* **Work required**
For every line in the data below that contains "packages", copy the line.
Start of Extracted information
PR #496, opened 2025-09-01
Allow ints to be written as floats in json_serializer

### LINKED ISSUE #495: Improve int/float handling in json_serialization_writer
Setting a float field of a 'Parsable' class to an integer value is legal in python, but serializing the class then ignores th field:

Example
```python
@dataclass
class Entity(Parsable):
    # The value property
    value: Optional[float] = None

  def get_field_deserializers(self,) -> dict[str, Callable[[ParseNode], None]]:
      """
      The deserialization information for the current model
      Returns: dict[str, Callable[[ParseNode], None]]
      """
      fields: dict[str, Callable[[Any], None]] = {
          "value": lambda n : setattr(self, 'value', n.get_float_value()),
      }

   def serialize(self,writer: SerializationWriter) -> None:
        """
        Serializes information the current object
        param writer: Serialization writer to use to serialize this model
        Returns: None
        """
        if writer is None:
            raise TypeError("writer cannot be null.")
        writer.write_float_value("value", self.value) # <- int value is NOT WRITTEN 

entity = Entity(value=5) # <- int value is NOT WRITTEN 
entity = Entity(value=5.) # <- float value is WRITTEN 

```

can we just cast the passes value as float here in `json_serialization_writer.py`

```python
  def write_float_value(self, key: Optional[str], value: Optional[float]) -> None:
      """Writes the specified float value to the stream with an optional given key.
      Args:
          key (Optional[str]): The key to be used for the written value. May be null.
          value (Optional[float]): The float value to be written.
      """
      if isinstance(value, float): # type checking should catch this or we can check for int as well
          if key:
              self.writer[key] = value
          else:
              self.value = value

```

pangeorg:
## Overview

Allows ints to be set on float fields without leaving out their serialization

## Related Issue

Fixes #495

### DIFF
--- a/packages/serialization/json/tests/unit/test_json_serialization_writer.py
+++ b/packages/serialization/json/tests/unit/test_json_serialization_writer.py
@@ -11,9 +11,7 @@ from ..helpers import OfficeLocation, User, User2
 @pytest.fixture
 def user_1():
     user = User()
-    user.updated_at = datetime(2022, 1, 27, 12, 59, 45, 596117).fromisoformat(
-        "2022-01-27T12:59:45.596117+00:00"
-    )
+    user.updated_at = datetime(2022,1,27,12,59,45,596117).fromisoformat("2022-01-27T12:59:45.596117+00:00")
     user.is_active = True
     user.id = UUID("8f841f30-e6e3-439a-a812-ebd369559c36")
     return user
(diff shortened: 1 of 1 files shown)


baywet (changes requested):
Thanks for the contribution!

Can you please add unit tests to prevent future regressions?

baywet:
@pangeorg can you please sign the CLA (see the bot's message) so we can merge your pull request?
End of Extracted information
* **Exercise answer**
--- a/packages/serialization/json/tests/unit/test_json_serialization_writer.py
+++ b/packages/serialization/json/tests/unit/test_json_serialization_writer.py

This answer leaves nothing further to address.